Казак взял коня за повод и потянул его к земле. Степной копь норовисто дернул головой, забил передними ногами, потом застонал и упал на колени.

- Ну, пусть меня матерь божья покарает, коли я не переломаю кости этому черту! - Покута спрыгнул на землю и ударил казака под ребра хоть и сухой, но еще тяжелой рукой.

Казак только улыбнулся и стукнул прощальника по жилистой шее.

Прощальник завертел головой и угостил казака ударом в грудь.

- И теперь устоял, проклятый?

- Устоял, хоть и бьешь ты, братику, как дубинкой.

- Так кого же это я потчую? - замигал седыми ресницами прощальник. - Тю-тю, Максиме, братику?

Они обнялись и трижды поцеловались.

- Ну, тут надо выпить, - сказал прощальник, - а то от твоих кулаков в голове, будто шмели загудели.

Пивень уже храпел возле бочки, и они сами нацедили себе по кружечке горилки.

- Прощаешься с миром, Прокоп?

- Навеки, Максим!

- Не рано ли?

- Пока дойду до Межигорья - будет в самый раз. Ох, братику, большой грех гнетет мою душу. Лежит он камнем на сердце, и ни кровью, ни водкой никак не могу смыть его. Может, в обители святой успокоится моя совесть.

Максим в тон ему ответил:

- И кто от меча смерть примет за веру праведную, за народ наш замученный - тоже славен будет вовеки!

Покута склонил голову, и его оселедец рассыпался серебристым сиянием.
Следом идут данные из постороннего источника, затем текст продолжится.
PR #1477, opened 2021-04-09
feat(source-contentful): added entry metadata

adambateman:
This is a really simple one-line change to the source contentful plugin that will pull the in the `metadata` field which contains tags as part of Contentful's new [tagging feature](https://www.contentful.com/help/tags/). This allows you to tag assets to organise content, and we're using it to help determine what content should get built or ignored in staging/prod versus development.

Screenshot 2021-04-09 at 11 00 27

Here's a sample of what this looks like in GraphQL. 

Screenshot 2021-04-09 at 11 33 53

### DIFF
--- a/packages/source-contentful/index.js
+++ b/packages/source-contentful/index.js
@@ -105,7 +105,7 @@ class ContentfulSource {
       }
 
       node.id = entry.sys.id
-      node.metadata = entry.metadata;
+      node.metadata = entry.metadata
 
       collection.addNode(node)
     }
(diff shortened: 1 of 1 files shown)


noxify (approved):
LGTM

iampluque:
@adambateman @noxify will it be publish to npm !?

noxify:
@iampluque i don't think so - Maybe better to move to Nuxt or something else which is in active development 🙈

iampluque:
ok @noxify so gridsome is no longer in active development ?

noxify:
@iampluque  - to be honest, i don't know the current status.

my opinion: based on the latest changes/commits/releases/etc., yes i think it's currently not in active development.

@hjvedvik / @tomtev - Please correct me if I'm wrong, I don't want to say something which isn't true ;)

PR #1482, opened 2021-04-21
refactor: upgrade sharp for ~2x faster image processing

lovell:
Hello, I hope this small change can help make gridsome a bit more awesome.

The features of `imagemin-mozjpeg` and `imagemin-pngquant` are now directly available via `sharp` (the use of `imagemin-webp` is unnecessary as it produces the same output as the input).

- Removes imagemin decode/encode roundtrip per image, effectively doubling throughput and reducing peak memory usage
- Reduces `node_modules` filesystem size by ~10%, improving installation time by a similar amount
- Removes no longer required libxml 'warmup'
- Updates test snapshots that demonstrate smaller PNG output

Upgrading also provides support for M1 users.


hjvedvik:
Thank you so much, @lovell! This is a really great upgrade :)

PR #637, opened 2021-06-02
Traps caused by action=0 triggers can be delegated via medeleg

pdonahue-ventana:
Rather than expanding "mepc" to be "mepc or sepc or vsepc (depending on delegation)" I just used the generic term.

This is based on https://lists.riscv.org/g/tech-debug/topic/83267261#482


timsifive (commented):
This looks good. I'm looking at the privileged spec to see if there's a better term than "exception PC" (which isn't mentioned anywhere). When talking about mepc it says "When a trap is taken into M-mode, mepc is written with the virtual address of the instruction
that was interrupted or that encountered the exception."

Does that mean that "trap PC" (also not mentioned anywhere) is a more accurate term? Maybe we should use "trap PC" and define it somewhere?

I'm just brainstorming here. Not sure what's the best solution. As usual it's hard to be both precise and concise.

I'll come back to this later, but maybe this shakes something loose in your head.

pdonahue-ventana:
The privileged spec uses the term "exception program counter" for all of those CSRs but I (perhaps improperly) shortened it to "exception PC" just to be more concise.  I think that "exception program counter" is fine or even something like "the appropriate exception program counter CSR" to indicate that it's whichever one makes sense given the delegation setup.  In the opposite direction, I considered simply saying "xepc" with the implication that you know what x is, but I didn't like that.  I'm OK having more words if it makes things clear and uses terms that people can search for in other specs.

timsifive (approved):
So it does (although only in the register name). That's probably as good as we're going to get.

PR #640, opened 2021-06-08
Labels must come after (or in) their caption.

### LINKED ISSUE #639: Fix reference to table number in section 5.3 (Priority)
I am using PDF from [linked](https://github.com/riscv/riscv-debug-spec/blob/master/riscv-debug-stable.pdf) stable version. There is an incorrect reference to table in section 5.3 (Priority) of Chapter 5 (Trigger Module). In the first line it refers to table 5.3 (Trigger Registers). Instead, I think it should refer to table 5.2 (Synchronous exception priority in decreasing priority order).

timsifive:
Fixes #639.

### DIFF
--- a/trigger.tex
+++ b/trigger.tex
@@ -94,7 +94,6 @@ in the chain.
 
 \begin{table}[H]
 \centering
-\label{tab:priority}
 \begin{tabular}{|l|r|l|l|}
   \hline
   Priority      & Exception & Description & Trigger \\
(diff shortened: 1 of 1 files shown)


pdonahue-ventana (approved):
You win the LaTeX guru trophy.

timsifive:
Hah! Can I have a Google keywords trophy instead?

PR #641, opened 2021-06-08
Mention license in debug_defines.h.

### LINKED ISSUE #618: License of generated headers?
The `debug_defines.h` is currently spit out without any license attached, which is a Bad Thing. That should be explicitly marked as CC-BY-4.0 or released under a license more suitable for code (riscv-opcodes uses BSD-3, for example).

Not causing any issues now, but I've dealt with lawyers enough to want to nip this in the bud.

- Кто б не пожелал такой смерти?! Всю жизнь надеялся на поле боя голову сложить, чтоб похоронили меня в степи широкой, на кургане. Утром солнце взойдет и, как мать, приласкает; ветер прилетит, расскажет, где казаки гуляют; кобзарь завернет, веселую песню грянет; чабан о Байде, о море споет... Только, должно, не суждено это нам, Максим, перевелись настоящие рыцари, и померяться не с кем Покуте. Так лучше уж в келье с молитвой умереть, чем за печкой.

- А если бы панам снова кровь пустить? - спросил Максим, хитро прищурившись.

У седого Покуты вспыхнули огоньки в глазах, но он пересилил себя и смиренно ответил:

- Время уже сердце унять, а разум на путь истинный направить. Да и где тот гетман, чей голос услышала бы Украина? Нет его, Максим, одно эхо. Буду молиться, может, бог пошлет, чтоб отомстили проклятой шляхте за нашу кровь.

- А что, если гетман такой уже нашелся? - спросил Максим.

Покута, словно отбиваясь от искушения, отрицательно завертел головой.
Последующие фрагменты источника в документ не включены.